**Problem statement**
Take every line containing "feedback" out of the records.

**Information given**
PR #3058, opened 2023-10-26
Add a fade-to-sleep-after-last-port-write feature to the mixer

kcgen:
# Description

Adds a linear fade-to-sleep after the last port-write feature to the mixer's existing sleeper class:

1. This feature is **disabled by default**. It needs to be opted-in via device-specific conf setting (`tandy_fadeout = ...` or `opl_fadeout = ...`). 

1. This is a quality of life feature for users who want protection against "phone off the hook" behavior that some games exhibit _when using tone-generating audio devices_.

1. This is not an emulation improvement or bug fix. This feature is desirable regardless if the game is buggy or coded correctly. Who knows.. maybe the developers intended to blast the user with a 10-second fixed-waveform  during the intermission!.. OK: but I don't want to hear it :-)

1. It will only be made available for **fixed-waveform generating devices** because these devices will continue to play the last-requested waveform indefinitely until requested otherwise.

1. The `WAIT`-before-fade period and the `FADE` down period are both configurable. Conservative defaults will be used, so users who turn it on don't have to worry about "cutting the music short", so to speak.

    For example, here are two inn visit sequences in Bard's Tale (Staging and 86Box):

    https://github.com/dosbox-staging/dosbox-staging/assets/1557255/5e1796b3-c7d9-4c57-81f3-6a1a9bb362b8

    https://github.com/dosbox-staging/dosbox-staging/assets/1557255/c46e65c1-1416-4367-95ba-177b140d15b2

## Related issues

None.

# Manual testing

Tested many OPL and Tandy games to checks for regressions, both with it enabled and disabled.

Tested Bard's Tale Construction Set and California games II. Confirmed their output is correctly faded down to silence after the configured WAIT and FADE durations, after their last IO port write.

https://github.com/dosbox-staging/dosbox-staging/assets/1557255/741cd2ba-ae14-4c9a-80ad-c51ab5310827

https://github.com/dosbox-staging/dosbox-staging/assets/1557255/c5ca9425-b5ad-47d5-a016-4b371cdfb6bc

Tested values ranges:
- `WAIT` values: too high, too low, garbage text, and missing
- `FADE` values: too high, too low, garbage text, and missing

- `WAIT` min, while `FADE` min
- `WAIT` min, while `FADE` mid
- `WAIT` min, while `FADE` max

- `WAIT` mid, while `FADE` min
- `WAIT` mid, while `FADE` mid
- `WAIT` mid, while `FADE` max

- `WAIT` max, while `FADE` min
- `WAIT` max, while `FADE` mid
- `WAIT` max, while `FADE` max

# Checklist

I have:

### DIFF
--- a/include/mixer.h
+++ b/include/mixer.h
@@ -116,6 +116,7 @@ static constexpr StereoLine Reverse = {Right, Left};
 enum class ChannelFeature {
 	ChorusSend,
 	DigitalAudio,
+	FadeOut,
 	ReverbSend,
 	Sleep,
 	Stereo,
@@ -209,6 +210,8 @@ public:
 	void ConfigureHighPassFilter(const uint8_t order, const uint16_t cutoff_freq);
 	void ConfigureLowPassFilter(const uint8_t order, const uint16_t cutoff_freq);
 	bool TryParseAndSetCustomFilter(const std::string_view filter_prefs);
+
+	bool ConfigureFadeOut(const std::string_view fadeout_prefs);
 
 	void SetResampleMethod(const ResampleMethod method);
 	void SetZeroOrderHoldUpsamplerTargetFreq(const uint16_t target_freq);
@@ -402,15 +405,30 @@ private:
 	class Sleeper {
 	public:
 		Sleeper() = delete;
-		Sleeper(MixerChannel& c);
-		void Listen(const AudioFrame frame);
+		Sleeper(MixerChannel& c,
+		        const uint16_t sleep_after_ms = default_wait_ms);
+		bool ConfigureFadeOut(const std::string_view prefs);
+		AudioFrame MaybeFadeOrListen(const AudioFrame& frame);
 		void MaybeSleep();
 		bool WakeUp();
 
 	private:
+		void DecrementFadeLevel(const int64_t awake_for_ms);
+
 		MixerChannel& channel;
-		int64_t woken_at_ms = 0;
-		bool had_noise      = false;
+
+		// The wait before fading or sleeping is bound between:
+		static constexpr auto min_wait_ms     = 100;
+		static constexpr auto default_wait_ms = 500;
+		static constexpr auto max_wait_ms     = 5000;
+
+		int64_t woken_at_ms                = {};
+		float fadeout_level                = {};
+		float fadeout_decrement_per_ms     = {};
+		uint16_t fadeout_or_sleep_after_ms = {};
+
+		bool wants_fadeout = false;
+		bool had_signal    = false;
 	};
 	Sleeper sleeper;
 	const bool do_sleep = false;
--- a/src/dosbox.cpp
+++ b/src/dosbox.cpp
@@ -796,6 +796,19 @@ void DOSBOX_Init()
 	                  "On 'auto' the mode is determined by 'sbtype'.\n"
 	                  "All OPL modes are AdLib-compatible, except for 'cms'.");
 
+	pstring = secprop->Add_string("opl_fadeout", when_idle, "off");
+	pstring->Set_help(
+	        "Fade out the OPL synth output after the last IO port write:\n"
+	        "  off:       Don't fade out; residual output will play forever (default).\n"
+	        "  on:        Wait 0.5s before fading out over a 0.5s period.\n"
+	        "  <custom>:  A custom fade-out definition in the following format:\n"
+	        "               WAIT FADE\n"
+	        "             Where WAIT is how long after the last IO port write fading begins,\n"
+	        "             ranging between 100 and 5000 milliseconds; and FADE is the fade-out\n"
+	        "             period, ranging between 10 and 3000 milliseconds. Examples:\n"
+	        "                300 200 (Wait 300ms before fading out over a 200ms period)\n"
+	        "                1000 3000 (Wait 1s before fading out over a 3s period)");
+
 	pstring = secprop->Add_string("oplemu", deprecated, "");
 	pstring->Set_help("Only 'nuked' OPL emulation is supported now.");
 
--- a/src/dosbox.cpp
+++ b/src/dosbox.cpp
@@ -905,6 +905,13 @@ void DOSBOX_Init()
 	        "         without DAC to avoid conflicts with other cards using DMA 1.\n"
 	        "  off:   Disable Tandy/PCjr sound.");
 
+	pstring = secprop->Add_string("tandy_fadeout", when_idle, "off");
+	pstring->Set_help(
+	        "Fade out the Tandy synth output after the last IO port write:\n"
+	        "  off:       Don't fade out; residual output will play forever (default).\n"
+	        "  on:        Wait 0.5s before fading out over a 0.5s period.\n"
+	        "  <custom>:  Custom fade out definition; see 'opl_fadeout' for details.");
+
 	pstring = secprop->Add_string("tandy_filter", when_idle, "on");
 	pstring->Set_help(
 	        "Filter for the Tandy synth output:\n"
--- a/src/hardware/mixer.cpp
+++ b/src/hardware/mixer.cpp
@@ -1055,6 +1055,7 @@ void MixerChannel::Mix(const uint16_t frames_requested)
 
 		handler(static_cast<work_index_t>(frames_remaining));
 	}
+
 	if (do_sleep) {
 		sleeper.MaybeSleep();
 	}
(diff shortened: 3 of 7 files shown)


johnnovak:
My general high-level thoughts about this @kcgen:

1. Are we 100% certain the "stuck notes" are not a byproduct of inaccurate emulation but also happen on real hardware? I am planning to verify the OPL3 stuck note cases on real OPL3 (on an AWE32 card) but that has to wait a few weeks. My point: we should address the root cause (inaccurate emulation) rather than apply a bandaid solution (fade outs), if that's the case. Not necessarily saying that's the case, just want to verify/confirm that because at this point I personally don't know for certain 😄 

2. If we have determined that the stuck notes _do_ happen on real hardware too, optionally fading the stuck notes to silence makes sense. However, I'm not completely sure about the current implementation; does the fade timeout start if there are no more port writes for a set number of milliseconds? If that's the case, that's a rather risky approach. What if the music contains long held notes, potentially lasting for seconds? In that case, using a proper [gate audio processor](https://en.wikipedia.org/wiki/Noise_gate) that operates only on the audio signal would be much preferable. In particular, the hysteresis is super important to avoid rapid "re-triggers" around the gate threshold. There are several high-quality free and open-source gate implementations available, e.g. [this JSFX gate plugin](https://github.com/chkhld/jsfx/blob/master/plugins/gate_expander.jsfx) is a serious contender. I very much recommend reading the excellent top comment of this linked effect source code as it explains the workings of a proper audio gate very well.

3. If we have determined that we need the auto-silencer and we have a proper audio gate implementation, I would consider _not_ introducing a separate `FadeOut`/`Gate` feature but merging it with the `Sleep` feature instead. My reasoning is that the "sleep" and "silence the signal once below a set threshold" ("gate") feature are very closely tied together, and we're doing an extremely simplistic "gate" implementation for the "sleep" feature already. 

I guess that's probably enough to consider for now 😄 The biggest question for me is the first point, then the second and third points are refinements.

Grounded0:
> Are we 100% certain the "stuck notes" are not a byproduct of inaccurate emulation but also happen on real hardware? I am planning to verify the OPL3 stuck note cases on real OPL3 (on an AWE32 card) but that has to wait a few weeks. My point: we should address the root cause (inaccurate emulation) rather than apply a bandaid solution (fade outs), if that's the case. Not necessarily saying that's the case, just want to verify/confirm that because at this point I personally don't know for certain 😄

💯

kcgen:
@johnnovak , thanks for all the feedback and great points.

I've updated the original PR wording to hopefully address all the points. As we'll probably reference this in the release minutes, I figured updating the original wording would cover both needs :-)

I haven't touched the code yet, but will adapt the feature into the existing sleper class, like you've suggested.

johnnovak:
> @johnnovak , thanks for all the feedback and great points.
> 
> I've updated the original PR wording to hopefully address all the points. As we'll probably reference this in the release minutes, I figured updating the original wording would cover both needs :-)
> 
> I haven't touched the code yet, but will adapt the feature into the existing sleper class, like you've suggested.

Thanks, that updated description puts the PR into a different light 😄 Yeah, I think merging this optional fade feature into the auto-sleep makes sense.

Grounded0:
If you quit Legend's Gateway and Gateway II with OPL music both games leave a hanging note in the background.

Grounded0:
If this OPL3 hanging note on quit bug is pervasive hardware bug then one option would be to allow what was normal on my Sound Blaster 32 and included as a command: `AWEUTIL /S´.

This would "zap" or reinitialise the EMU8000 and YMF262 on the card and would of course eliminate any hanging notes too. This could be implemented as a `CONFIG` option that could be added to the last line of `.BAT` files of prolematic games to "zap" the emulated OPL3 back to normal state.

johnnovak:
Good idea @Grounded0, we'll see how the hardware investigation pans out.

rderooy:
> If this OPL3 hanging note on quit is pervasive hardware or games behaving badly issue then one option would be to implement functionality that was on my Sound Blaster 32 and included as a command: `AWEUTIL /S`.
> 
> This would "zap" or reinitialise the EMU8000 (MIDI) and YMF262 (FM synthesis) on the card and would of course eliminate any hanging notes too. This could be implemented as a `CONFIG` option that could be added to the last line of `.BAT` files for problematic games to "zap" the emulated OPL3 back to normal state.

I think something like `mixer /reset` may be better in that case to silence any hanging notes.

kcgen:
Yank and re-inserting the card:

```shell
sbtype none
sbtype sb16
```

(It's a full state reset in the DOSBox SB and OPL modules)

johnnovak:
> Yank and re-insert the card:
> 
> ```shell
> sbtype none
> sbtype sb16
> ```
> 
> (It's a full state reset in the DOSBox SB and OPL modules)

The more I think about it, I think we don't need special facilities for this but should just use @kcgen's suggestion. I will mention this in the manual.

kcgen:
Merged the fadeout feature with the sleeper class.

Overhead is minimal: there is only a single `bool` check per mixer callback.
- If the fadeout feature is disabled (which it is, by default), there there is nothing more.
- If the feature is enabled _but_ the `WAIT` period hasn't happened yet, then no additional work is done.
- IF the feature is enabled _and_ the `WAIT` period has been crossed, then:
    - Two floating-point multiplications (one per left and right audio samples) are performed on each audio frame
    - One floating point subtraction (of a pre-computed decrement amount) is performed per millisecond callback event.

kcgen:
Added a screenshot showing the fade out in action to the PR's wording.

kcgen:
Suggest reviewing all at once (in final-form), because I've kept both the separate implementation and the merged implementation on their own commits, just to ease separating them if needed in the future.

include/mixer.h
```diff
@@ -210,6 +211,9 @@ class MixerChannel {
 	void ConfigureLowPassFilter(const uint8_t order, const uint16_t cutoff_freq);
 	bool TryParseAndSetCustomFilter(const std::string_view filter_prefs);
 
+	void ConfigureFadeout(const std::string_view fadeout_prefs);
```
johnnovak, line 214: FadeOut (uppercase O)

src/dosbox.cpp
```diff
@@ -796,6 +796,20 @@ void DOSBOX_Init()
 	                  "On 'auto' the mode is determined by 'sbtype'.\n"
 	                  "All OPL modes are AdLib-compatible, except for 'cms'.");
 
+	pstring = secprop->Add_string("opl_fadeout", when_idle, "off");
+	pstring->Set_help(
+	        "Fadeout the OPL synth output after the last IO port write:\n"
```
johnnovak, line 801: "Fade out the..."

Should be "fade out" (two words) everywhere.

src/dosbox.cpp
```diff
@@ -796,6 +796,20 @@ void DOSBOX_Init()
...
+	        "  off:       Don't fadeout; residual output will play forever (default).\n"
+	        "  on:        Wait 350 ms before fading out over a 350 ms period.\n"
```
johnnovak, line 803: Dunno, isn't the wait a bit short? Maybe 500 would be safer?

src/dosbox.cpp
```diff
@@ -796,6 +796,20 @@ void DOSBOX_Init()
...
+	        "  <custom>:  A custom fadeout definition in the following format:\n"
+	        "               WAIT FADE\n"
+	        "             Where WAIT is how long (in milliseconds) before fading begins,\n"
+	        "             and FADE is the duration (in milliseconds) of the fade out period.\n"
+	        "             Both values can range from 100 to 10000 (milliseconds).\n"
```
johnnovak, line 808: 10s seems excessive, especially for fade outs.

I think I'd use 10 ms to 3s for fades (even 3s is very long, but let's give them a generous range, while also allowing almost instant 10ms fades).

Then for wait I don't think anyone would want to listen for a static tone for 10 seconds before fading it out. Maybe 100ms to 5s?

src/dosbox.cpp
```diff
@@ -796,6 +796,20 @@ void DOSBOX_Init()
...
+	        "             Examples:\n"
+	        "                 1000 3000  (Wait 1 s before fading-out over a 3 s period)\n"
```
johnnovak, line 810: 1s, 3s, 10ms etc. would look better IMO (no space).

src/hardware/mixer.cpp
```diff
@@ -1693,45 +1694,130 @@ AudioFrame MixerChannel::ApplyCrossfeed(const AudioFrame frame) const
...
-void MixerChannel::Sleeper::Listen(const AudioFrame frame)
+void MixerChannel::Sleeper::ConfigureFadeout(const std::string_view prefs)
 {
-	if (had_noise) {
+	auto set_wait_and_fade = [&](const int wait_ms, const int fade_ms) {
+		fadeout_or_sleep_after_ms = check_cast<uint16_t>(wait_ms);
+
+		fadeout_decrement_per_ms = 1.0f / static_cast<uint16_t>(fade_ms);
+
+		LOG_MSG("%s: Fadeout enabled (wait %d ms then fade for %d ms)",
```
johnnovak, line 1709: "Fade out"

src/hardware/mixer.cpp
```diff
@@ -1693,45 +1694,130 @@ AudioFrame MixerChannel::ApplyCrossfeed(const AudioFrame frame) const
...
-// Records if samples had a magnitude great than 1. This is a one-way street;
-// once "had_noise" is tripped, it can only be reset after waking up.
-void MixerChannel::Sleeper::Listen(const AudioFrame frame)
+void MixerChannel::Sleeper::ConfigureFadeout(const std::string_view prefs)
 {
-	if (had_noise) {
+	auto set_wait_and_fade = [&](const int wait_ms, const int fade_ms) {
+		fadeout_or_sleep_after_ms = check_cast<uint16_t>(wait_ms);
+
+		fadeout_decrement_per_ms = 1.0f / static_cast<uint16_t>(fade_ms);
```
johnnovak, line 1707: Successively decrementing can leave you with a close to zero but not quite zero number. I know there were problems with such denormal floats on earlier CPUs, so make sure to set the level explicitly to 0.0f once the fade is over. The sometime an extra MUL might be more performant than a SUB and an extra IF, but in this case we're doing so little work it doesn't matter either way...

Btw, I don't think a float SUB is really faster than a MUL in actual algos when pipelining is involved, etc. A MUL is 1 cycle usually.

src/hardware/mixer.cpp
```diff
@@ -1693,45 +1694,130 @@ AudioFrame MixerChannel::ApplyCrossfeed(const AudioFrame frame) const
...
+	// The constructed sleep period is programmatically controlled (so assert)
+	assert(fadeout_or_sleep_after_ms >= min_duration_ms);
+	assert(fadeout_or_sleep_after_ms <= max_duration_ms);
+}
 
-	// Not enough time has passed.. try again later
-	if (GetTicksSince(woken_at_ms) < consider_sleeping_after_ms) {
-		return;
+// Either fades the frame by the current fade-level, or records if the frame had
+// a magnitude great than 1. Cnce "had_noise" is tripped, it can only be reset
```
johnnovak, line 1777: "greater than"
"Once"

src/hardware/mixer.cpp
```diff
@@ -1693,45 +1694,130 @@ AudioFrame MixerChannel::ApplyCrossfeed(const AudioFrame frame) const
...
+	if (awake_for_ms < fadeout_or_sleep_after_ms) {
+		return;
+	}
+	if (wants_fadeout) {
+		// The channel is still fading.. try to sleep later
+		if (fadeout_level > 0.0f) {
+			DecrementFadeLevel(awake_for_ms);
+			return;
+		}
+	} else if (had_noise) {
```
johnnovak, line 1806: Existing code but `had_noise` and the use of the term "noise" gave me a pause. I know this is the "sleeper" class but still, we're in the context of OPL and Tandy here which feature noise waveforms and dedicated noise channels, so I find the use of the word "noise" instead of "signal" confusing.

I recommend using a less confusing term such as "level" or "signal" or something.

src/dosbox.cpp
kcgen: Sure; still reasonable and not too onerous if you need to hear the fixed tone.

src/dosbox.cpp
kcgen: Ok; but the International System of Units (SI) always has a space between values and their units - https://physics.nist.gov/cuu/Units/checklist.html

src/dosbox.cpp
kcgen: If the last values isn't a tone by stuck in a DC offset, a 10 ms ramp down produces a 100 Hz triangle waveform, which is higher pitch than our 20 Hz high-pass filter. (I've heard these digital ramps before; they kind of sound like a soft plastic zippering sound!)

So that's where the 100 ms lower bound came from; but if the user really wants a near-instant cut-off, then lets let them have it :-)

src/hardware/mixer.cpp
kcgen: > Successively decrementing can leave you with a close to zero but not quite zero number. 

I think you mean successively multiplying (by a percent)?

This is a decrement that's subtracted each millisecond, and just keeps decrementing until it dips below 0 and is clamped to zero.

So for example, a 10ms fade out will produce a decrement of 0.1/ms.

The multiplier values each millisecond pass become:

1.0 - 0.1 * (1ms into fade) = 0.9
1.0 - 0.1 * (2ms into fade) = 0.8
...
1.0 - 0.1 * (9ms into fade) = 0.1
1.0 - 0.1 * (10ms into fade) = 0.0
...
next step goes negative, and is clamped to zero.

src/hardware/mixer.cpp
kcgen: good eye :-)

src/hardware/mixer.cpp
kcgen: `had_signal` looks better; switched!

src/dosbox.cpp
johnnovak: Interesting, from memory I've been using short 10-20ms fades all the time in DAW work, but I might misremember 😄 I'll pay attention to the zipper noises next time 😄

src/dosbox.cpp
johnnovak: Yeah, OK, you're right. Just "over a 3 s" seemed funky, but that's what you get with monospaced fonts 😅 

We use "70 Hz" in other places, but "256K" and "8MB" in other places, so it's a bit all over the place. Sticking "K" and "MB" to the numbers is kind of a "convention" I guess 😄

src/hardware/mixer.cpp
johnnovak: Yeah, that's fine, maybe I was a bit overthinking it 😄 Glad to see the clamp to zero there too 😄

johnnovak:
I'm wondering if these checks could be converted to some simple unit tests @kcgen? Ideally you'd only need to test a single parser function that returns the parsed values or an error, similarly to how I approached error handling and unit testing in my MIXER command rework.

```
Tested values ranges:

    WAIT values: too high, too low, garbage text, and missing

    FADE values: too high, too low, garbage text, and missing

    WAIT min, while FADE min

    WAIT min, while FADE mid

    WAIT min, while FADE max

    WAIT mid, while FADE min

    WAIT mid, while FADE mid

    WAIT mid, while FADE max

    WAIT max, while FADE min

    WAIT max, while FADE mid

    WAIT max, while FADE max
```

**Result below**
@johnnovak , thanks for all the feedback and great points.
> @johnnovak , thanks for all the feedback and great points.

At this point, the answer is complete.